Eventually I seemed to get better. If I never stopped purging, then I at least didn't do it so often. Then, a few weeks before we'd been together two years, my boyfriend decided he didn't want a serious relationship, and that he didn't love me anymore. And the ed came back.

Now I have a new boyfriend. He's been a great friend for the past three years, and he knows a lot about me. But he doesn't know about this, and I really don't know how to tell him. I'm so afraid he'll think I'm gross, or weak. He doesn't understand the strength it takes to fight something like this, and that sometimes the ed wins the battle (but not the war!).

I'd like to get more counseling, but I don't have the money to get it. I'm graduating this next semester, but I'm still on my parents' insurance, and I don't want them to know that I haven't really :kick this thing. They think everything's okay now.

Still, I want to be free so bad. And the brief times when I've felt that way in the past only make me want it more.

Well, I want to thank all you folks for being so open, and encouraging, and strong. I'm praying for you, Nina, and everyone else. God bless!"Oh, are we locked into these bodes?
Are we anything at all?
Let's hold out for somethin' sweeter,
Spread your wings and fly.
This distance is dreamin',
we're already there tonight." -- Ed Kowalczyk (Live) email me (darla@merlyonline.com)

lillee
06-24-2001, 06:52 AM
hey evryone....

funny how i just posted message about how i don't think there are underlying problems beneath my ed. I know that some aspects of my life aRe kinda messed up, but somehow i don't see the link to my ed. maybe u guys can help me out? :o)

my mom was bulimic / anorexic like when she was twenty... and she is still not completely recovered. she is demanding, bitchy (im sorry) ... etc. i don't like her. and both her and my father hit me. and they fight all the time, and every day they r together (now my dad lives away from home), i see my parents fighting violently, physically. broken glass, bruises, the whole lot. of course, no one knows about the family situation... my sister is also bulimic, tho recovering. she is worried about me cus i developed an ed five years earlier than her ... but i wILL beat this thing soon, or at least i am trying. my sister was sexually abused, and i don't know if i was or not. there was one very confusing recurring incident that used to happen when i was like five or six with a man that was close to me...i dunno if it was abuse or not.

neways, thats about all for now. .. it might sound bad, but generally i am a very positive, happy, social person ... when im not at home. can't wait till next year when i graduate so i can go to college and leave this mess behind.

take care fishies... ~

love
lillee ~~ **

Snapplelover
06-24-2001, 12:47 PM
Hi guys,
I think there are several things that lie under our ED'S when we really sit down and think about it. Like me for instance, I have a couple, and if you have the time, maybe you can read it:)

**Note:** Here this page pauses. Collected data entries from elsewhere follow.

PR #908, opened 2024-09-20
Fix reservations endpoint documentation

2-towns:
Tiny PR to update the OpenAPI documentation for the reservations endpoint and change the PATCH method to GET.


AuHau:
This was in the end fixed in the https://github.com/codex-storage/nim-codex/pull/886

PR #910, opened 2024-09-23
feat(slot-reservations): Add expansionRate parameter to support contract changes

### LINKED ISSUE #909: feat(slot-reservations): Add `expansionRate` parameter to support contract changes
An `expansionRate` parameter was added to the contracts in https://github.com/codex-storage/codex-contracts-eth/issues/115. 

This parameter is part of the `StorageRequest` and needs to be supported in the Codex client.

emizzle:
Closes #909.

This is part 2 of a [longer list of tasks for slot reservations](https://github.com/codex-storage/codex-pm/issues/45) to prevent PRs from being too large.

Adds `expansionRate` field to the `StorageRequest` object, to mirror the object in the contracts.

The CodexClient api module uses a default value of 100, which means that all SPs will be available to reserve slots immediately, when the functionality is finally implemented. It was chosen to provide as little disruption to existing as possible, and may change in the future.

The default value for the REST API endpoint was 60, meaning 60% of the total time before expiry will have all addresses eligible to fill the slot.

### DIFF
--- a/codex/contracts/requests.nim
+++ b/codex/contracts/requests.nim
@@ -19,6 +19,7 @@ type
     content* {.serialize.}: StorageContent
     expiry* {.serialize.}: UInt256
     nonce*: Nonce
+    expansionRate* {.serialize.}: uint8
   StorageAsk* = object
     slots* {.serialize.}: uint64
     slotSize* {.serialize.}: UInt256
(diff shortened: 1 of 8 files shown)


emizzle:
Holding off on the expanding window work for now. Can resurrect this PR once the expanding window work is planned.

PR #917, opened 2024-09-25
feat(slot-reservations): Add SaleSlotReserving state

### LINKED ISSUE #916: Slot reservations: Add `SaleReserving` state
Add a state, `SaleReserving` to the sales state machine that reserves a slot before attempting to fill the slot.

This should be the first state after `SalePreparing`.

The state should:
1. Check if the SP is eligible to reserve the slot (`canReserveSlot` contract call).
2. If eligible, reserve the slot (`reserveSlot` contract call)
  - if errors are encountered, go to `SaleErrored`
3. If not eligible, go to `SaleIgnored`, but don't re-add to slot queue (`reprocessSlot = false`)
4. If there were no errors reserving the slot, proceed to `SaleDownload`

emizzle:
Closes #916

This is being implemented as part of a [longer list of tasks for slot reservations](https://github.com/codex-storage/codex-pm/issues/45) to prevent PRs from being too large.

Adds a new state, `SaleSlotReserving`, that attempts to reserve a slot before downloading.
If the slot cannot be reserved, the state moves to SaleIgnored.
On error, the state moves to `SaleErrored`.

My parents have been married for the past twenty five years, and after fifteen years my dad decided to cheat on my mom. This lead to huge fights and showdowns, right in front of us. I would try so hard to stop, but they never did. I would usually become depressed. They still fight constantly, and rarely laugh together and joke around like they used to.
But there still married and I know they stll love each other.
The other thing, I was sexually abused by my uncle, immediately afetr which my ed started. So I guess those are the underlying facts that lead to my ed. Oh and another thing, my family thinks Im the perfect daughter, sister, cook etc., so I have to remain perfect. Lookswise, figurewise, studywise, and everything else.

I just hope recovery goes well for me, because Im playing therapist for myself. Im going to try. Take care fishies, dont give up hope, Im praying for you all.